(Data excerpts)
____________
PR #523, opened 2023-09-19
Updated the URDFPrefabMaker to avoid referencing SDF link names 

lumberyard-employee-dm:
Link names within an SDF are only unique with a <model> tag, not unique across the entire SDF document.

The `CreatePrefabTemplateFromUrdfOrSdf` function has been modified to create a JointMapper object which stores a mapping of joints to all their parent and child links. It also creates a mapping of joints to the model they are directly attached to.

A similar LinkMapper structure has been added for SDF links, which stores a mapping of the link to their attached model.

Instead of `CreatePrefabTemplateFromUrdfOrSdf` creating a mapping of SDF link name to O3DE Entity, that mapping has now been updated toi map the SDF link pointer to O3DE Entity. This ensures that SDF links with same name are not lost when mapping to O3DE entities. This is needed as SDF links and joints are only required to be unique relative to their attached model. Two links on different models, can have the same link name (http://sdformat.org/tutorials?tut=composition_proposal#1-6-proposed-parsing-stages)

Updated the Robot Importer Visitor callback to require "ModelStack" parameters, which passes in the stack of `sdf::Model` objects that were visited on the way to the sdf element being visited be that a link, joint or nested model. Also updated the GetAllJoints and GetAllLinks function to store a fully qualified name for the joint/link including the ancestor model names when returning the name to joint and name to link map respectively.

### DIFF
--- a/Gems/ROS2/Code/Source/RobotImporter/ROS2RobotImporterEditorSystemComponent.cpp
+++ b/Gems/ROS2/Code/Source/RobotImporter/ROS2RobotImporterEditorSystemComponent.cpp
@@ -222,7 +222,8 @@ namespace ROS2
         };
 
         // Use the URDF/SDF file name stem the prefab name
-        AZStd::string prefabName = AZStd::string(AZ::IO::PathView(filePath).Stem().Native());
+        auto fileStem = AZ::IO::PathView(filePath).Stem();
+        AZStd::string prefabName = AZStd::string::format("%.*s.prefab", AZ_PATH_ARG(fileStem));
 
         if (prefabName.empty())
         {
--- a/Gems/ROS2/Code/Source/RobotImporter/URDF/URDFPrefabMaker.cpp
+++ b/Gems/ROS2/Code/Source/RobotImporter/URDF/URDFPrefabMaker.cpp
@@ -72,7 +72,7 @@ namespace ROS2
             };
 
             // Iterate over all visuals to get their materials
-            auto VisitAllModels = [&GetVisualsFromModel](const sdf::Model& model) -> Utils::VisitModelResponse
+            auto VisitAllModels = [&GetVisualsFromModel](const sdf::Model& model, const Utils::ModelStack&) -> Utils::VisitModelResponse
             {
                 GetVisualsFromModel(model);
                 // Continue to visit all models within the SDF document and query their <visual> tags
@@ -82,40 +82,6 @@ namespace ROS2
 
             m_visualsMaker = VisualsMaker(AZStd::move(materialMap), urdfAssetsMapping);
         }
-    }
-
-    void URDFPrefabMaker::BuildAssetsForLink(const sdf::Link* link)
-    {
-        m_collidersMaker.BuildColliders(link);
-
-        auto GetAssetsForLinkInModel = [this, link](const sdf::Model& model) -> Utils::VisitModelResponse
-        {
-            // Find the links which are children in a joint where this link is a parent
-            auto BuildAssetsFromJointChildLinks = [this, &model](const sdf::Joint& joint)
-            {
-                if (const sdf::Link* childLink = model.LinkByName(joint.ChildName()); childLink != nullptr)
-                {
-                    BuildAssetsForLink(childLink);
-                }
-
-                return true;
-            };
-
-            // Make sure the link is a child of the model being visited
-            // Before visiting the joints of the model
-            if (const sdf::Link* searchLink = model.LinkByName(link->Name()); searchLink != nullptr)
-            {
-                // Don't visit nested models using the VisitJoints function as the outer call
-                // to VisitModels already visits nested models
-                constexpr bool visitNestedModelLinks = false;
-                Utils::VisitJoints(model, BuildAssetsFromJointChildLinks, visitNestedModelLinks);
-            }
-
-            return Utils::VisitModelResponse::VisitNestedAndSiblings;
-        };
-
-        constexpr bool visitNestedModels = true;
-        Utils::VisitModels(*m_root, GetAssetsForLinkInModel, visitNestedModels);
     }
 
     URDFPrefabMaker::CreatePrefabTemplateResult URDFPrefabMaker::CreatePrefabTemplateFromUrdfOrSdf()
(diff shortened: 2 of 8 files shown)


Gems/ROS2/Code/Source/RobotImporter/ROS2RobotImporterEditorSystemComponent.cpp
```diff
@@ -190,7 +190,8 @@ namespace ROS2
         };
 
         // Use the URDF/SDF file name stem the prefab name
-        AZStd::string prefabName = AZStd::string(AZ::IO::PathView(filePath).Stem().Native());
+        auto fileStem = AZ::IO::PathView(filePath).Stem();
+        AZStd::string prefabName = AZStd::string::format("%.*s.prefab", AZ_PATH_ARG(fileStem));
```
mbalfour-amzn, line 194: Suggestion: As an alternative, you could do...
```
AZ::IO::Path prefabName = filePath;
prefabName.ReplaceExtension(".prefab");
```

Not sure whether that or string::format would run faster, I've got 0 objections with leaving it the way it is too.

Gems/ROS2/Code/Source/RobotImporter/URDF/URDFPrefabMaker.cpp
```diff
@@ -84,103 +84,140 @@ namespace ROS2
...
-        m_collidersMaker.BuildColliders(link);
+        {
+            AZStd::lock_guard<AZStd::mutex> lck(m_statusLock);
+            m_status.clear();
+        }
+
+        if (!ContainsModel())
+        {
+            return AZ::Failure(AZStd::string("URDF/SDF doesn't contain any models."));
+        }
```
mbalfour-amzn, line 97: Is this check necessary? Can't we have a valid <world> without a <model>? 

Admittedly, it would probably be a pretty useless conversion, so maybe it's ok to check this...

Gems/ROS2/Code/Source/RobotImporter/URDF/URDFPrefabMaker.cpp
```diff
@@ -84,103 +84,140 @@ namespace ROS2
...
+        auto GetAllLinksFromModel = [&linksMapper](const sdf::Model& model, const Utils::ModelStack&) -> Utils::VisitModelResponse
         {
             // As the VisitModels function visits nested models by default, gatherNestedModelLinks is set to false
             constexpr bool gatherNestedModelLinks = false;
             auto linksForModel = Utils::GetAllLinks(model, gatherNestedModelLinks);
-            links.insert(linksForModel.begin(), linksForModel.end());
-
+            for (const auto& [fullyQualifiedName, link] : linksForModel)
+            {
+                // Push back the mapping of link to attached model into the orderd vector
```
mbalfour-amzn, line 171:
```suggestion
                // Push back the mapping of link to attached model into the ordered vector
```

Gems/ROS2/Code/Source/RobotImporter/Utils/RobotImporterUtils.h
```diff
@@ -43,38 +43,47 @@ namespace ROS2::Utils
...
+    using JointVisitorCallback = AZStd::function<bool(const sdf::Joint& joint, const ModelStack& modelStack)>;
     //! Visit joints from URDF/SDF
     //! @param sdfModel Model object of SDF document corresponding to the <model> tag. It used to query joints
     //! @param visitNestedModelJoints When true recurses to any nested <model> tags of the Model object and invoke visitor on their joints
     //! as well
     //! @returns void
     void VisitJoints(const sdf::Model& sdfModel, const JointVisitorCallback& jointVisitorCB, bool visitNestedModelJoints = false);
 
-    //! Retrieve all joints in URDF/SDF.
+    //! Retrieve all joints in URDF/SDF wehre the key is the full
```
mbalfour-amzn, line 82:
```suggestion
    //! Retrieve all joints in URDF/SDF where the key is the full
```

Gems/ROS2/Code/Source/RobotImporter/Utils/RobotImporterUtils.h
```diff
@@ -43,38 +43,47 @@ namespace ROS2::Utils
...
     //! @param sdfModel Model object of SDF document corresponding to the <model> tag. It used to query joints
-    //! @param gatherNestedModelJoints When true recurses to any nested <model> tags of the Model object and also gathers their joints as
+    //! @param gatherNestedModelJoints When true recurses to any nested <model> tags of the Model object and also gathers their joints as well
     //! well
-    //! @returns mapping from joint name to joint pointer
+    //! @returns mapping from fully qualified joint name(such as "model_name::joint_name") to joint pointer
```
mbalfour-amzn, line 86: Line 85 (`//! well`) should get deleted

Gems/ROS2/Code/Source/RobotImporter/Utils/RobotImporterUtils.h
```diff
@@ -129,7 +141,8 @@ namespace ROS2::Utils
 
     //! Returns the SDF model object which contains the specified link
     //! @param root - reference to SDF Root object representing the root of the parsed SDF xml document
-    //! @param linkName - Name of SDF link to lookup in the SDF document
+    //! @param linkName - Fully qualified name of of SDF link to lookup in the SDF document
+    //! A fully qualified can be of the form "modelname1::nested_modelname1::linkname"
```
mbalfour-amzn, line 145:
```suggestion
    //! A fully qualified name is of the form "modelname1::nested_modelname1::linkname"
```

Gems/ROS2/Code/Source/RobotImporter/Utils/RobotImporterUtils.h
```diff
@@ -138,9 +151,10 @@ namespace ROS2::Utils
     //! Returns the SDF model object which contains the specified joint
     //! @param root - reference to SDF Root object representing the root of the parsed SDF xml document
     //! @param jointName - Name of SDF joint to lookup in the SDF document
+    //! A fully qualified can be of the form "modelname1::nested_modelname1::jointname"
```
mbalfour-amzn, line 154:
```suggestion
    //! A fully qualified name is of the form "modelname1::nested_modelname1::jointname"
```

Gems/ROS2/Code/Source/RobotImporter/Utils/RobotImporterUtils.h
```diff
@@ -138,9 +151,10 @@ namespace ROS2::Utils
...
     const sdf::Model* GetModelContainingJoint(const sdf::Root& root, AZStd::string_view jointName);
     //! @param root - reference to SDF Root object representing the root of the parsed SDF xml document
-    //! @param jointName - Name of SDF joint to lookup in the SDF document
+    //! @param joint- SDF joint pointer to lookup in the SDF document
```
mbalfour-amzn, line 157: Technically we're not supposed to have a '-' here for DOxygen, but for consistency with the parameter above it there should be a space before and after the dash.
```suggestion
    //! @param joint - SDF joint pointer to lookup in the SDF document
```

Gems/ROS2/Code/Tests/UrdfParserTest.cpp
```diff
@@ -601,10 +601,9 @@ namespace UnitTest
         EXPECT_EQ("FooRobot", model->Name());
         ASSERT_NE(nullptr, model);
 
-        // Due to joint reduction there should be 2 links and 43 frames
+        // Due to joint reduction there should be 2 links and 4 frames
         // This is different from the previous test, as the root link
-        // can now partipate in joint reduction because it has a name
-        // that isn't "world"
+        // can now partipate in joint reduction because its name isn't "world"
```
mbalfour-amzn, line 606:
```suggestion
        // can now participate in joint reduction because its name isn't "world"
```

mbalfour-amzn (approved):

Gems/ROS2/Code/Source/RobotImporter/Utils/RobotImporterUtils.h
lumberyard-employee-dm: I can remove the dashes from all parameters

Gems/ROS2/Code/Source/RobotImporter/URDF/URDFPrefabMaker.cpp
lumberyard-employee-dm: Technically the check isn't necessary, It would just result in a prefab with no entities in it.

mbalfour-amzn: Once we support `<light>`, we could technically have `<world><light> ... </light></world>` that would have an entity but no models I guess. Still seems like a pretty silly and contrived example though, so I'm pretty ambivalent on the check, just pointing it out.

lumberyard-employee-dm: Well at that point we can update the function to check if the SDF contains a model or a light.

Gems/ROS2/Code/Source/RobotImporter/ROS2RobotImporterEditorSystemComponent.cpp
lumberyard-employee-dm: The logic would still have to call `.File()` has the filePath is the full path containing any parent directories.
Technically it could be something such as
```
AZ::IO::Path prefabName = AZ::IO::Path(filePath).Filename();
prefabName.ReplaceExtension(".prefab");
```

Now the AZ::IO::Path call would construct a temporary AZStd::string under the hood and then create another AZStd::string that contains the full file name, such as  `/home/user/URDF/ur.urdf.xacro` -> `ur.urdf.xacro`.
The replace extension call would update the string in place which probably will not need to allocate if the string is <22 characters or the allocated memory can fit an additional character due to replacing "xacro" with "prefab"

michalpelka:
I've rebased it locally to test but I've one test failing:
```
143: [  FAILED  ] UrdfParserTest.TestPathResolve_ValidPathRelativeToAncestorPath_ResolvesCorrectly
```
Here is branch : https://github.com/RobotecAI/o3de-extras/tree/mp/sdf-multi-model-support-fixes_rb
How to test PR? I've tested it against the URDF zoo, but I think better would be to run it against multimodel SDFs. Is there any test files?

lumberyard-employee-dm:
> I've rebased it locally to test but I've one test failing:
> 
> ```
> 143: [  FAILED  ] UrdfParserTest.TestPathResolve_ValidPathRelativeToAncestorPath_ResolvesCorrectly
> ```
> 
> Here is rebased branch : https://github.com/RobotecAI/o3de-extras/tree/mp/sdf-multi-model-support-fixes_rb How to test PR? I've tested it against the URDF, but I think better would be to run it against multimodel SDFs. Is there any test files? Edit: The test `TestPathResolve_ValidPathRelativeToAncestorPath_ResolvesCorrectly` fails for development as well 🙈

That test failure isn't due to this change, but do combination that the [UrdfParserTests.cpp](https://github.com/o3de/o3de-extras/blame/development/Gems/ROS2/Code/Tests/UrdfParserTest.cpp#L984) is using an updated version of the AZ::IO::Path CompareRelative internal function to fix comparing paths with <dot> paths in them added in this commit https://github.com/o3de/o3de/blame/3d70b5c813119f14723409dd01b339a6be8afded/Code/Framework/AzCore/AzCore/IO/Path/PathParser.inl#L773-L776.
That commit is only available in the o3de **development** not **stabilization/2310** currently, so the test only pass in when using the `o3de` repo development branch
The test passes in o3de **development**

lumberyard-employee-dm:
> > I've rebased it locally to test but I've one test failing:
> > ```
> > 143: [  FAILED  ] UrdfParserTest.TestPathResolve_ValidPathRelativeToAncestorPath_ResolvesCorrectly
> > ```
> > 
> > 
> >     
> >       
> >     
> > 
> >       
> >     
> > 
> >     
> >   
> > Here is rebased branch : https://github.com/RobotecAI/o3de-extras/tree/mp/sdf-multi-model-support-fixes_rb How to test PR? I've tested it against the URDF, but I think better would be to run it against multimodel SDFs. Is there any test files? Edit: The test `TestPathResolve_ValidPathRelativeToAncestorPath_ResolvesCorrectly` fails for development as well 🙈
> 
> That test failure isn't due to this change, but do combination that the [UrdfParserTests.cpp](https://github.com/o3de/o3de-extras/blame/development/Gems/ROS2/Code/Tests/UrdfParserTest.cpp#L984) is using an updated version of the AZ::IO::Path CompareRelative internal function to fix comparing paths with paths in them added in this commit https://github.com/o3de/o3de/blame/3d70b5c813119f14723409dd01b339a6be8afded/Code/Framework/AzCore/AzCore/IO/Path/PathParser.inl#L773-L776. That commit is only available in the o3de **development** not **stabilization/2310** currently, so the test only pass in when using the `o3de` repo development branch The test passes in o3de **development**

Now there are three choices here that can resolve or mitigate the issue.
1. As the failure is only in the `UrdfParserTest.TestPathResolve_ValidPathRelativeToAncestorPath_ResolvesCorrectly` Unit Test and not in any actual functionality due to that test comparing a path of 
```c++
"/home/foo/ros_ws/install/foo_robot/meshes/bar.dae" == "/home/foo/ros_ws/install/foo_robot/./meshes/bar.dae"
```
The test failure can be ignored.

2. The AZ IO Path [changes](https://github.com/o3de/o3de/commit/183d594453d712e4d9991f96e502bd0f3e847faa) can be cherry picked into stabilization/2310 and that would resolve the test failure
3. The test code can be modified to use a call to `LexicallyNormal()` before the comparison, which would have the comparison succeed as in an [older revision of the code](https://github.com/o3de/o3de-extras/pull/505/commits/3daf84ba43ac19ed0a37e68bdea47fe8f84cce3b#diff-51028f9e7742ab6c69b09457939ea407a0b1ff06edb5d451eaf5e8c0e057db36L982-L985)

lumberyard-employee-dm:
> Here is rebased branch : https://github.com/RobotecAI/o3de-extras/tree/mp/sdf-multi-model-support-fixes_rb How to test PR? I've tested it against the URDF, but I think better would be to run it against multimodel SDFs. Is there any test files?


For test files, the `aws-robomaker-hospital-world` repo [hospital.world](https://github.com/aws-robotics/aws-robomaker-hospital-world/blob/ros1/worlds/hospital.world) SDF file and the `aws-robomaker-bookstore-world` repo [bookstore.world](https://github.com/aws-robotics/aws-robomaker-bookstore-world/blob/ros1/worlds/bookstore.world) contains a <world> tag with multiple models within them and those files are used for testing this change.

lumberyard-employee-dm:
> > > I've rebased it locally to test but I've one test failing:
> > > ```
> > > 143: [  FAILED  ] UrdfParserTest.TestPathResolve_ValidPathRelativeToAncestorPath_ResolvesCorrectly
> > > ```
> > > 
> > > 
> > >     
> > >       
> > >     
> > > 
> > >       
> > >     
> > > 
> > >     
> > >   
> > > Here is rebased branch : https://github.com/RobotecAI/o3de-extras/tree/mp/sdf-multi-model-support-fixes_rb How to test PR? I've tested it against the URDF, but I think better would be to run it against multimodel SDFs. Is there any test files? Edit: The test `TestPathResolve_ValidPathRelativeToAncestorPath_ResolvesCorrectly` fails for development as well 🙈
> > 
> > 
> > That test failure isn't due to this change, but do combination that the [UrdfParserTests.cpp](https://github.com/o3de/o3de-extras/blame/development/Gems/ROS2/Code/Tests/UrdfParserTest.cpp#L984) is using an updated version of the AZ::IO::Path CompareRelative internal function to fix comparing paths with paths in them added in this commit https://github.com/o3de/o3de/blame/3d70b5c813119f14723409dd01b339a6be8afded/Code/Framework/AzCore/AzCore/IO/Path/PathParser.inl#L773-L776. That commit is only available in the o3de **development** not **stabilization/2310** currently, so the test only pass in when using the `o3de` repo development branch The test passes in o3de **development**
> 
> Now there are three choices here that can resolve or mitigate the issue.
> 
>     1. As the failure is only in the `UrdfParserTest.TestPathResolve_ValidPathRelativeToAncestorPath_ResolvesCorrectly` Unit Test and not in any actual functionality due to that test comparing a path of
> 
> 
> ```c++
> "/home/foo/ros_ws/install/foo_robot/meshes/bar.dae" == "/home/foo/ros_ws/install/foo_robot/./meshes/bar.dae"
> ```
> 
> The test failure can be ignored.
> 
>     2. The AZ IO Path [changes](https://github.com/o3de/o3de/commit/183d594453d712e4d9991f96e502bd0f3e847faa) can be cherry picked into stabilization/2310 and that would resolve the test failure
> 
>     3. The test code can be modified to use a call to `LexicallyNormal()` before the comparison, which would have the comparison succeed as in an [older revision of the code](https://github.com/o3de/o3de-extras/pull/505/commits/3daf84ba43ac19ed0a37e68bdea47fe8f84cce3b#diff-51028f9e7742ab6c69b09457939ea407a0b1ff06edb5d451eaf5e8c0e057db36L982-L985)

The AZ::IO::Path changes have been cherry picked to the `o3de` repo stabilization/2310 branch in PR https://github.com/o3de/o3de/pull/16798, so the Unit Test will now succeed when using the stabilization branch

michalpelka (approved):
My previous concerns were unrelated to this change. Approving.

Issue #484, opened 2023-08-30
IMU is normalized by PhysX frequency not sensors frequency


michalpelka:
Create such setup:
 - Dynamic RigidBody component (without any damping and colliders)
![image](https://github.com/o3de/o3de-extras/assets/3209244/ae802ad8-4667-467e-a38c-b90680590853)
 - IMU with graviational disabled and frequency set to 10 Hz.
![image](https://github.com/o3de/o3de-extras/assets/3209244/85a90046-55a2-4c65-b02c-a12641a77cd2)
- Start simulation and subscribe to IMU message.

What should be expected - acceleration about 10 m/s^2.
But we observe 200 m/s2 for 10 Hz:
![image](https://github.com/o3de/o3de-extras/assets/3209244/43b38930-cf32-478d-89d7-81db369d3f71)
Changing sensors frequency to 100 Hz we observe 20 m/s2:
![image](https://github.com/o3de/o3de-extras/assets/3209244/2d03fb47-aa8e-411b-b951-7ef5cb666592)

Please make sure that logic around computing and filtering acceleration's magnitude is correct.

michalpelka:
It was resovled with https://github.com/o3de/o3de-extras/pull/564.

PR #526, opened 2023-09-22
Feature/sensor base update

PawelLiberadzki:
This code closes the refactor of sensor event management topic - #295. After reworking lidars and imu, this request introduced similar changes to other sensors and removes old approach (ROS2SensorComponent and PhysicsCallbackHandler).

Sensor tests were performed and described here:
https://github.com/RobotecAI/o3de-ros2-gem-testing/pull/10


Gems/ROS2/Code/Source/Camera/ROS2CameraSensorComponent.cpp
```diff
@@ -107,21 +108,24 @@ namespace ROS2
...
+        if (!m_cameraSensor)
         {
-            std_msgs::msg::Header messageHeader;
-            messageHeader.stamp = timestamp;
-            messageHeader.frame_id = m_frameName.c_str();
-            m_cameraSensor->RequestMessagePublication(transform, messageHeader);
+            return;
         }
+
+        const AZ::Transform transform = GetEntity()->GetTransform()->GetWorldTM();
```
michalpelka, line 116:
```suggestion
        const AZ::Transform& transform = GetEntity()->GetTransform()->GetWorldTM();
```

Gems/ROS2/Code/Source/Camera/ROS2CameraSensorComponent.h
```diff
@@ -40,34 +41,36 @@ namespace ROS2
...
         // AzToolsFramework::Components::EditorComponentBase overrides ..
         void Activate() override;
         void Deactivate() override;
 
         // CameraCalibrationRequestBus::Handler overrides ...
-        AZ::Matrix3x3 GetCameraMatrix() const override;
-        int GetWidth() const override;
-        int GetHeight() const override;
-        float GetVerticalFOV() const override;
+        [[nodiscard]] AZ::Matrix3x3 GetCameraMatrix() const override;
```
michalpelka, line 53: I would not omit [[nodiscard]] since it is part of CameraCalibrationRequestBus::Handler. It should be called directly from ebus system. I cannot see such a pattern used in o3de source code, so we are probably challenging other compilers (GCC, VS here). We should not use nodiscard at all for events in all this contribution.
I think it will cause some problems in future.

Gems/ROS2/Code/Source/Camera/ROS2CameraSensorComponent.h
```diff
@@ -40,34 +41,36 @@ namespace ROS2
...
 
     private:
         //! Helper that adds an image source.
         //! @tparam CameraType type of camera sensor (eg 'CameraColorSensor')
         template<typename CameraType>
-        void AddImageSource()
+        void SetImageSource()
         {
-            auto cameraName = GetCameraNameFromFrame(GetEntity());
+            const auto cameraName = GetCameraNameFromFrame(GetEntity());
```
michalpelka, line 64:
```suggestion
            const auto& cameraName = GetCameraNameFromFrame(GetEntity());
```

Gems/ROS2/Code/Source/GNSS/ROS2GNSSSensorComponent.h
```diff
@@ -36,15 +37,14 @@ namespace ROS2
...
 
-        //////////////////////////////////////////////////////////////////////////
-        // ROS2SensorComponent overrides
-        void FrequencyTick() override;
-        //////////////////////////////////////////////////////////////////////////
-
-        AZ::Transform GetCurrentPose() const;
+        //! Returns current entity position.
+        //! @return Current entity position.
+        [[nodiscard]] AZ::Transform GetCurrentPose() const;
```
michalpelka, line 45: For visibility - that should be event handled by ebus.

Gems/ROS2/Code/Source/Manipulation/JointStatePublisher.cpp
```diff
@@ -47,7 +54,7 @@ namespace ROS2
         m_jointStatePublisher->publish(m_jointStateMsg);
     }
 
-    void JointStatePublisher::InitializePublisher(AZ::EntityId entityId)
+    void JointStatePublisher::InitializePublisher([[maybe_unused]] AZ::EntityId entityId)
```
michalpelka, line 57: Remove the parameter if it is not needed anymore. We have already broken API.

Gems/ROS2/Code/Source/Odometry/ROS2OdometrySensorComponent.cpp
```diff
@@ -55,34 +53,28 @@ namespace ROS2
...
+            auto* sceneInterface = AZ::Interface<AzPhysics::SceneInterface>::Get();
+            auto* simulatedBodyPtr = sceneInterface->GetSimulatedBodyFromHandle(sceneHandle, m_bodyHandle);
+            auto* rigidbodyPtr = azrtti_cast<AzPhysics::RigidBody*>(simulatedBodyPtr);
+            AZ_Assert(rigidbodyPtr, "Requested simulated body is not a rigid body")
+            m_initialTransform = rigidbodyPtr->GetTransform();
+        }
 
-    void ROS2OdometrySensorComponent::OnPhysicsSimulationFinished(AzPhysics::SceneHandle sceneHandle, float deltaTime)
-    {
         auto* sceneInterface = AZ::Interface<AzPhysics::SceneInterface>::Get();
```
michalpelka, line 74: AZ_Assert(sceneInterface, "No sceneInterface")

Gems/ROS2/Code/Source/Odometry/ROS2WheelOdometry.cpp
```diff
@@ -114,18 +106,31 @@ namespace ROS2
         m_odometryMsg.child_frame_id = GetFrameID().c_str();
 
         auto ros2Node = ROS2Interface::Get()->GetNode();
-        AZ_Assert(m_sensorConfiguration.m_publishersConfigurations.size() == 1, "Invalid configuration of publishers for Odometry sensor");
+        AZ_Assert(m_sensorConfiguration.m_publishersConfigurations.size() == 1, "Invalid configuration of publishers for Odometry sensor")
 
-        const auto publisherConfig = m_sensorConfiguration.m_publishersConfigurations[Internal::kWheelOdometryMsgType];
+        const auto publisherConfig = m_sensorConfiguration.m_publishersConfigurations[WheelOdometryMsgType];
```
michalpelka, line 111:
```suggestion
        const auto& publisherConfig = m_sensorConfiguration.m_publishersConfigurations[WheelOdometryMsgType];
```

michalpelka (commented):
Nitpicking and questioned [[nodiscard]] for events.

adamdbrw:
I see there is also a conflict to rebase @PawelLiberadzki

Gems/ROS2/Code/Source/Camera/ROS2CameraSensorComponent.h
PawelLiberadzki: Fair point, I removed this from public interface.

Gems/ROS2/Code/Source/Camera/ROS2CameraSensorComponent.h
PawelLiberadzki: This will not work here, because GetCameraNameFromFrame returns by value. I keep it as it is.

Gems/ROS2/Code/Source/Odometry/ROS2OdometrySensorComponent.cpp
PawelLiberadzki: We talked about this for the previous PR - then, I assumed that scene interface is retrieved from engine and it will not return nullptr. Do you think, that this is necessary/usefull anyway?

michalpelka (approved):

michalpelka:
Tested work as inteded. https://github.com/o3de/o3de-extras/issues/484 is still present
____________
Above this instruction are the records; retype exactly the lines from the one containing "directly attached to." up to and including the one containing "[&GetVisualsFromModel](const sdf::Model& model)".

The `CreatePrefabTemplateFromUrdfOrSdf` function has been modified to create a JointMapper object which stores a mapping of joints to all their parent and child links. It also creates a mapping of joints to the model they are directly attached to.

A similar LinkMapper structure has been added for SDF links, which stores a mapping of the link to their attached model.

Instead of `CreatePrefabTemplateFromUrdfOrSdf` creating a mapping of SDF link name to O3DE Entity, that mapping has now been updated toi map the SDF link pointer to O3DE Entity. This ensures that SDF links with same name are not lost when mapping to O3DE entities. This is needed as SDF links and joints are only required to be unique relative to their attached model. Two links on different models, can have the same link name (http://sdformat.org/tutorials?tut=composition_proposal#1-6-proposed-parsing-stages)

Updated the Robot Importer Visitor callback to require "ModelStack" parameters, which passes in the stack of `sdf::Model` objects that were visited on the way to the sdf element being visited be that a link, joint or nested model. Also updated the GetAllJoints and GetAllLinks function to store a fully qualified name for the joint/link including the ancestor model names when returning the name to joint and name to link map respectively.

### DIFF
--- a/Gems/ROS2/Code/Source/RobotImporter/ROS2RobotImporterEditorSystemComponent.cpp
+++ b/Gems/ROS2/Code/Source/RobotImporter/ROS2RobotImporterEditorSystemComponent.cpp
@@ -222,7 +222,8 @@ namespace ROS2
         };
 
         // Use the URDF/SDF file name stem the prefab name
-        AZStd::string prefabName = AZStd::string(AZ::IO::PathView(filePath).Stem().Native());
+        auto fileStem = AZ::IO::PathView(filePath).Stem();
+        AZStd::string prefabName = AZStd::string::format("%.*s.prefab", AZ_PATH_ARG(fileStem));
 
         if (prefabName.empty())
         {
--- a/Gems/ROS2/Code/Source/RobotImporter/URDF/URDFPrefabMaker.cpp
+++ b/Gems/ROS2/Code/Source/RobotImporter/URDF/URDFPrefabMaker.cpp
@@ -72,7 +72,7 @@ namespace ROS2
             };
 
             // Iterate over all visuals to get their materials
-            auto VisitAllModels = [&GetVisualsFromModel](const sdf::Model& model) -> Utils::VisitModelResponse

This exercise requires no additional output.